It was quite an experience.
Welcome back to the ambitious bookkeeper podcast you are in for a treat today. I have Mr. Andrew Campbell of Campbell tax and consulting here today to talk to us about how to ensure your clients have audit proof books, the best and worst systems to use when it comes to an audit and your chances of audit.
[00:00:47] Serena Shoup: There's so many good golden nuggets in this episode, I'm actually going to have my clients listen to it. And I think you should too. So if you're ready, let's jump in.
[00:01:00] thank you for coming on. I've introduced you already in the intro, but I would love to have you introduce yourself and give everyone here a little bit of background on, um, on you, like where you got your start in accounting and where you ended up, where you're at right now.
[00:01:18] Andrew Campbell: Yeah. Um, so actually I, well, I, uh, I lived down in Washington, DC.
Well, technically I lived in Alexandria, Virginia, um, and I went to grad school. My undergraduate degree is actually in history. Um, and at some point I realized I wasn't really interested in history anymore. Uh, and so I looked at switching to business or accounting or whatever. I was so far along in my degree that it was simpler to just finish in history and go get a master's degree in business.
So that's what I ended up doing. I got a master's in accounting, um, out of the George Washington university out in DC. [00:02:00] Um, I'm in Seattle now. So I keep saying out in DC, so you have a side of the world for me. Um, but anyhow, um, while I was there, in fact before I had even started before I had even finished my first accounting class, um, I put a resume in with Accountemps.
Um, I believe originally just to get access to like, You know, some PDF that they were dangling. Um, and I, I put it in at about four in the morning, cause I was goofing around on the internet because I was a young graduate student back in those days. Um, and at nine or excuse me at 8:00 AM, they contacted me and said, we have a position for you.
We'd like you to, you know, come in. And anyway, um, so that's where I got my first bookkeeping position. Um, having basically no experience or education, uh, in the [00:03:00] field, but, uh, but I got to keep some QuickBooks for a not-for-profit for a couple of years and that was fun and pretty interesting, uh, and went to graduate school there and I interned with, and then was hired by, um, PWC, I guess it was Pricewaterhouse Coopers back in those days, but now it's just PWC.

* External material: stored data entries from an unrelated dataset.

PR #99, opened 2021-01-11
Add CertRotationController

elgnay:
The related issue: https://github.com/open-cluster-management/backlog/issues/8061


pkg/operators/clustermanager/controllers/certrotationcontroller/cabundle.go
```diff
@@ -0,0 +1,108 @@
...
+	}
+	caBundleConfigMap := originalCABundleConfigMap.DeepCopy()
+	if apierrors.IsNotFound(err) {
+		// create an empty one
+		caBundleConfigMap = &corev1.ConfigMap{ObjectMeta: metav1.ObjectMeta{Namespace: c.Namespace, Name: c.Name}}
+	}
+	if _, err = manageCABundleConfigMap(caBundleConfigMap, signingCertKeyPair.Config.Certs[0]); err != nil {
+		return nil, err
+	}
+	if originalCABundleConfigMap == nil || originalCABundleConfigMap.Data == nil || !equality.Semantic.DeepEqual(originalCABundleConfigMap.Data, caBundleConfigMap.Data) {
```
qiujian16: it seems to me you do not need this if, it is ok to always apply

pkg/operators/clustermanager/controllers/certrotationcontroller/singer_test.go
```diff
@@ -0,0 +1,85 @@
+package certrotation
```
qiujian16: filename should be  signer_test.go

pkg/operators/clustermanager/controllers/certrotationcontroller/signer.go
```diff
@@ -0,0 +1,114 @@
+package certrotation
```
qiujian16: i would put signer/cabundle into a different dir from controller

pkg/operators/clustermanager/controllers/certrotationcontroller/certrotation_controller.go
```diff
@@ -0,0 +1,166 @@
...
+
+	klog.Infof("Reconciling ClusterManager %q", clustermanagers[0].Name)
+	// do nothing if the cluster manager is deleting
+	if !clustermanagers[0].DeletionTimestamp.IsZero() {
+		return nil
+	}
+
+	// create namespace for cluster manager if necessary
+	_, err = c.kubeClient.CoreV1().Namespaces().Get(ctx, helpers.ClusterManagerNamespace, metav1.GetOptions{})
+	switch {
```
qiujian16: how about we just  return err here? ns will created finally

pkg/operators/clustermanager/controllers/certrotationcontroller/target.go
```diff
@@ -0,0 +1,137 @@
...
+	if len(certificates) == 0 {
+		return "missing certificate"
+	}
+
+	cert := certificates[0]
+	if time.Now().After(cert.NotAfter) {
+		return "already expired"
+	}
+
+	//maxWait := cert.NotAfter.Sub(cert.NotBefore) / 5
```
qiujian16: remove  this?

pkg/operators/manager.go
```diff
@@ -44,6 +45,7 @@ func RunClusterManagerOperator(ctx context.Context, controllerContext *controlle
 	}
 
 	kubeInformer := informers.NewSharedInformerFactoryWithOptions(kubeClient, 5*time.Minute, informers.WithNamespace(helpers.ClusterManagerNamespace))
+	configmapInformer := kubeInformer.Core().V1().ConfigMaps()
```
qiujian16: directly put this in line 64

pkg/operators/clustermanager/controllers/certrotationcontroller/certrotation_controller.go
elgnay: I also updated clusterManagerController. It will not apply static resources, including the namespace, until the ca bundle configmap is created. So I have to create ns if it does not exist yet.

pkg/operators/clustermanager/controllers/certrotationcontroller/cabundle.go
elgnay: An event `CABundleUpdateRequired` will be created when an update is really needed. That's the reason why I have this if clause there.

pkg/operators/clustermanager/controllers/certrotationcontroller/singer_test.go
elgnay: Done.

pkg/operators/clustermanager/controllers/certrotationcontroller/signer.go
elgnay: Done. I also move the target into a new dir.

pkg/operators/clustermanager/controllers/certrotationcontroller/target.go
elgnay: Done.

pkg/operators/manager.go
elgnay: Done.

pkg/operators/clustermanager/controllers/clustermanagercontroller/clustermanager_controller.go
```diff
@@ -98,19 +94,22 @@ func NewClusterManagerController(
...
 		clusterManagerClient:  clusterManagerClient,
 		clusterManagerLister:  clusterManagerInformer.Lister(),
+		configMapLister:       configMapInformer.Lister(),
 		currentGeneration:     make([]int64, len(deploymentFiles)),
 	}
 
 	return factory.New().WithSync(controller.sync).
 		ResyncEvery(3*time.Minute).
 		WithInformersQueueKeyFunc(helpers.ClusterManagerDeploymentQueueKeyFunc(controller.clusterManagerLister), deploymentInformer.Informer()).
+		WithInformersQueueKeyFunc(helpers.ClusterManagerConfigmapQueueKeyFunc(controller.clusterManagerLister), configMapInformer.Informer()).
```
qiujian16: you would want to use a queukeyfunc with filter

pkg/operators/clustermanager/controllers/certrotationcontroller/certrotation_controller.go
qiujian16: i would apply  everything all  the time even  without a certain configmap. You finally get  into a steady  state, right? you may want to minimize coordination between two controllers.

pkg/operators/clustermanager/controllers/certrotationcontroller/cabundle.go
qiujian16: apply func will generate an event already.

pkg/operators/clustermanager/controllers/certrotationcontroller/certrotation_controller.go
elgnay: > i would apply everything all the time even without a certain configmap. You finally get into a steady state, right? you may want to minimize coordination between two controllers.

It makes sense.  Updated as suggested.

pkg/operators/clustermanager/controllers/clustermanagercontroller/clustermanager_controller.go
elgnay: Done.

pkg/operators/clustermanager/controllers/certrotationcontroller/cabundle.go
elgnay: apply func generates event once resource is updated. The event I mentioned above is created before change is made. The similar events are created for signing rotation and target rotation as well.

pkg/operators/clustermanager/controllers/clustermanagercontroller/clustermanager_controller.go
```diff
@@ -175,24 +182,20 @@ func (n *clusterManagerController) sync(ctx context.Context, controllerContext f
...
 	}
-	config.RegistrationAPIServiceCABundle = base64.StdEncoding.EncodeToString(ca)
-	config.RegistrationServingCert = base64.StdEncoding.EncodeToString(cert)
-	config.RegistrationServingKey = base64.StdEncoding.EncodeToString(key)
-
-	ca, cert, key, err = n.ensureServingCertAndCA(
-		ctx, helpers.ClusterManagerNamespace, workWebhookCert, workWebhookService)
-	if err != nil {
-		return err
+	if err == nil {
```
qiujian16: how about
switch {
case erros.IsNotFound(err):
// do nothing
case err != nil:
  return  err
default:
  //set cabundle
}

elgnay: Updated.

Um, and, uh, that did not last very long. Uh, interning was interesting. I interned out in Virginia, uh, but when I got hired I wanted to come home. And so I came home to Seattle, uh, and that turned out to be a bit of a bait and switch, uh, that I brought on myself. Uh, cause the Seattle office was very different.
So I was there for like nine months before I watched out. Um, and then I, I bummed around a little bit. I did some temping. I worked a one season for a small public accounting firm. And then when the story gets really interesting is I answered a [00:04:00] cattle call for, um, telephone representatives at the IRS.
This was. 2008. Uh, and the job market in Seattle is always really tough cause it's such a beautiful place where people want to live. Um, but in 2008 it was a really bad. Um, and so. Getting a little desperate for anything. And so anyway, um, I got a job working the phones at the IRS, um, which I figured I could parlay into, uh, a more substantial, uh, career there at the IRS, which I did.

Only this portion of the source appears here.